PR #4104, opened 2021-05-01
[ZEPPELIN-5338]. Add logging prefix in interpreter.sh for easy diagnose

zjffdu:
### What is this PR for?

Currently, we have to change log4j.properties to get more output from script `interpreter.sh` in log4j output for diagnose. This PR is to add one trick: as long as the output is start with `[INFO]` in `interpreter.sh`, it will be redirected to log4j output.  

### What type of PR is it?
[ Improvement ]

### Todos
* [ ] - Task

### What is the Jira issue?
* https://issues.apache.org/jira/browse/ZEPPELIN-5338

* CI pass

### Questions:

### DIFF
--- a/bin/interpreter.sh
+++ b/bin/interpreter.sh
@@ -310,5 +310,6 @@ else
 fi
 
 # Don't remove this echo, it is for diagnose, this line of output will be redirected to java log4j output.
-echo "Interpreter launch command: ${INTERPRETER_RUN_COMMAND[@]}"
+# Output that starts with `[INFO]` will be redirected to log4j output.
+echo "[INFO] Interpreter launch command: ${INTERPRETER_RUN_COMMAND[@]}"
 exec "${INTERPRETER_RUN_COMMAND[@]}"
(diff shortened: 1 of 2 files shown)


bin/interpreter.sh
```diff
@@ -296,5 +296,6 @@ else
 fi
 
 # Don't remove this echo, it is for diagnose, this line of output will be redirected to java log4j output.
-echo "Interpreter launch command: ${INTERPRETER_RUN_COMMAND[@]}"
+# Output that starts with `[INFO]` will be redirected to log4j output.
```
cuspymd, line 299: Isn't it better to express "log4j INFO output" or "log4j INFO message" more precisely than "log4j output"? Depending on the log level setting, debug messages can also be displayed in the output.

zjffdu: Thanks for the comment @cuspymd It is fixed now.

zjffdu:
@cuspymd Any more comment ?

cuspymd (approved):
Looks good!!

zjffdu:
Will merge if no more comment

PR #4111, opened 2021-05-08
[ZEPPELIN-5356] Support flink 1.13

zjffdu:
### What is this PR for?

Add new module `flink-1.13-shims` to support flink 1.3. The main change is due to the api change of flink 1.3, we have to use different `TableConfig` for each `TableEnvironment` instances, otherwise it will cause conflicts.

### What type of PR is it?
[ Feature ]

### Todos
* [ ] - Task

### What is the Jira issue?
* https://issues.apache.org/jira/browse/ZEPPELIN-5356

* Ci pass and manually tested 1.13.0

### Questions:


flink/interpreter/src/main/java/org/apache/zeppelin/flink/TableEnvFactory.java
```diff
@@ -55,30 +55,50 @@
   private Executor executor;
   private org.apache.flink.api.scala.ExecutionEnvironment benv;
   private org.apache.flink.streaming.api.scala.StreamExecutionEnvironment senv;
-  private TableConfig tblConfig;
+  private TableConfig sTableConfig;
+  private TableConfig bTableConfig;
```
cuspymd, line 59: It will be easy to understand if there is an explanation about the difference between "stable" and "btable".

zjffdu:
Will merge if no more comment

PR #4113, opened 2021-05-11
[ZEPPELIN-5343] Zeppelin Interface becomes unresponsive

zjffdu:
### What is this PR for?

This is experimental PR for fixing the zeppelin unresponsive issue. Regarding the jstack, it seems blocked in `NotebookSocket#send` method, this PR change it from sync call to async call. 

### What type of PR is it?
[Bug Fix ] 

### Todos
* [ ] - Task

### What is the Jira issue?
* https://issues.apache.org/jira/browse/ZEPPELIN-5343

* CI 

### Questions:

### DIFF
--- a/zeppelin-server/src/main/java/org/apache/zeppelin/socket/NotebookSocket.java
+++ b/zeppelin-server/src/main/java/org/apache/zeppelin/socket/NotebookSocket.java
@@ -67,7 +67,7 @@ public class NotebookSocket extends WebSocketAdapter {
   }
 
   public synchronized void send(String serializeMessage) throws IOException {
-    connection.getRemote().sendString(serializeMessage);
+    connection.getRemote().sendStringByFuture(serializeMessage);
   }
 
   public String getUser() {


cuspymd:
Are you sure this change fix a client hang? Blocking of `send` might be the result of a client hang not the cause of it.

zjffdu:
@cuspymd  I am not sure whether this is the right fix, as I mentioned in the PR, it is an experimental PR. As it is hard to reproduce this issue, it is not easy to verify the fix. Do you have any idea on what might be the root cause ?

cuspymd:
> @cuspymd I am not sure whether this is the right fix, as I mentioned in the PR, it is an experimental PR. As it is hard to reproduce this issue, it is not easy to verify the fix. Do you have any idea on what might be the root cause ?

Sorry, I haven't seen this issue yet.

zjffdu:
Will merge if no more comment

Reamer:
Does it make a difference in your environment?

chillinger:
@zjffdu based on your MR we built the zeppelin-server jar for our environment and will test it - I will share the results as soon as we have solid feedback.

One question to the org.apache.zeppelin.socket.NotebookSocket.send() method: we could not find any reason for the "synchronized" marking of the method - is there a reason for this?

zjffdu:
Thank @chillinger for the help. Regarding `synchronized`, it is done in https://issues.apache.org/jira/browse/ZEPPELIN-1480.

chillinger:
@zjffdu I can verify that the proposed Fix completely eliminated the deadlocks of zeppelin experienced before.

We built a patched version of Zeppelin 0.9 with the change in this MR and deployed in on all stages of our environment, 100+ Users on PROD. With vanilla 0.9 we had about one restart per day. Since the deployment of the patched version not a single restart.

+1 for merging

zjffdu:
Thanks @chillinger for the verification, will merge it soon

__WHAT YOU HAVE TO DO__
Each entry above needs to be retyped exactly.

__WRITTEN RESPONSE__
PR #4104, opened 2021-05-01
[ZEPPELIN-5338]. Add logging prefix in interpreter.sh for easy diagnose

zjffdu:
### What is this PR for?

Currently, we have to change log4j.properties to get more output from script `interpreter.sh` in log4j output for diagnose. This PR is to add one trick: as long as the output is start with `[INFO]` in `interpreter.sh`, it will be redirected to log4j output.  

### What type of PR is it?
[ Improvement ]

### Todos
* [ ] - Task

### What is the Jira issue?
* https://issues.apache.org/jira/browse/ZEPPELIN-5338

* CI pass

### Questions:

### DIFF
--- a/bin/interpreter.sh
+++ b/bin/interpreter.sh
@@ -310,5 +310,6 @@ else
 fi
 
 # Don't remove this echo, it is for diagnose, this line of output will be redirected to java log4j output.
-echo "Interpreter launch command: ${INTERPRETER_RUN_COMMAND[@]}"
+# Output that starts with `[INFO]` will be redirected to log4j output.
+echo "[INFO] Interpreter launch command: ${INTERPRETER_RUN_COMMAND[@]}"
 exec "${INTERPRETER_RUN_COMMAND[@]}"
(diff shortened: 1 of 2 files shown)


bin/interpreter.sh
```diff
@@ -296,5 +296,6 @@ else
 fi
 
 # Don't remove this echo, it is for diagnose, this line of output will be redirected to java log4j output.
-echo "Interpreter launch command: ${INTERPRETER_RUN_COMMAND[@]}"
+# Output that starts with `[INFO]` will be redirected to log4j output.
```
cuspymd, line 299: Isn't it better to express "log4j INFO output" or "log4j INFO message" more precisely than "log4j output"? Depending on the log level setting, debug messages can also be displayed in the output.

zjffdu: Thanks for the comment @cuspymd It is fixed now.

zjffdu:
@cuspymd Any more comment ?

cuspymd (approved):
Looks good!!

zjffdu:
Will merge if no more comment

PR #4111, opened 2021-05-08
[ZEPPELIN-5356] Support flink 1.13

zjffdu:
### What is this PR for?

Add new module `flink-1.13-shims` to support flink 1.3. The main change is due to the api change of flink 1.3, we have to use different `TableConfig` for each `TableEnvironment` instances, otherwise it will cause conflicts.

### What type of PR is it?
[ Feature ]

### Todos
* [ ] - Task

### What is the Jira issue?
* https://issues.apache.org/jira/browse/ZEPPELIN-5356

* Ci pass and manually tested 1.13.0

### Questions:


flink/interpreter/src/main/java/org/apache/zeppelin/flink/TableEnvFactory.java
```diff
@@ -55,30 +55,50 @@
   private Executor executor;
   private org.apache.flink.api.scala.ExecutionEnvironment benv;
   private org.apache.flink.streaming.api.scala.StreamExecutionEnvironment senv;
-  private TableConfig tblConfig;
+  private TableConfig sTableConfig;
+  private TableConfig bTableConfig;
```
cuspymd, line 59: It will be easy to understand if there is an explanation about the difference between "stable" and "btable".

zjffdu:
Will merge if no more comment

PR #4113, opened 2021-05-11
[ZEPPELIN-5343] Zeppelin Interface becomes unresponsive

zjffdu:
### What is this PR for?

This is experimental PR for fixing the zeppelin unresponsive issue. Regarding the jstack, it seems blocked in `NotebookSocket#send` method, this PR change it from sync call to async call. 

### What type of PR is it?
[Bug Fix ] 

### Todos
* [ ] - Task

### What is the Jira issue?
* https://issues.apache.org/jira/browse/ZEPPELIN-5343

* CI 

### Questions:

### DIFF
--- a/zeppelin-server/src/main/java/org/apache/zeppelin/socket/NotebookSocket.java
+++ b/zeppelin-server/src/main/java/org/apache/zeppelin/socket/NotebookSocket.java
@@ -67,7 +67,7 @@ public class NotebookSocket extends WebSocketAdapter {
   }
 
   public synchronized void send(String serializeMessage) throws IOException {
-    connection.getRemote().sendString(serializeMessage);
+    connection.getRemote().sendStringByFuture(serializeMessage);
   }
 
   public String getUser() {


cuspymd:
Are you sure this change fix a client hang? Blocking of `send` might be the result of a client hang not the cause of it.

zjffdu:
@cuspymd  I am not sure whether this is the right fix, as I mentioned in the PR, it is an experimental PR. As it is hard to reproduce this issue, it is not easy to verify the fix. Do you have any idea on what might be the root cause ?

cuspymd:
> @cuspymd I am not sure whether this is the right fix, as I mentioned in the PR, it is an experimental PR. As it is hard to reproduce this issue, it is not easy to verify the fix. Do you have any idea on what might be the root cause ?

Sorry, I haven't seen this issue yet.

zjffdu:
Will merge if no more comment

Reamer:
Does it make a difference in your environment?

chillinger:
@zjffdu based on your MR we built the zeppelin-server jar for our environment and will test it - I will share the results as soon as we have solid feedback.

One question to the org.apache.zeppelin.socket.NotebookSocket.send() method: we could not find any reason for the "synchronized" marking of the method - is there a reason for this?

zjffdu:
Thank @chillinger for the help. Regarding `synchronized`, it is done in https://issues.apache.org/jira/browse/ZEPPELIN-1480.

chillinger:
@zjffdu I can verify that the proposed Fix completely eliminated the deadlocks of zeppelin experienced before.

We built a patched version of Zeppelin 0.9 with the change in this MR and deployed in on all stages of our environment, 100+ Users on PROD. With vanilla 0.9 we had about one restart per day. Since the deployment of the patched version not a single restart.

+1 for merging

zjffdu:
Thanks @chillinger for the verification, will merge it soon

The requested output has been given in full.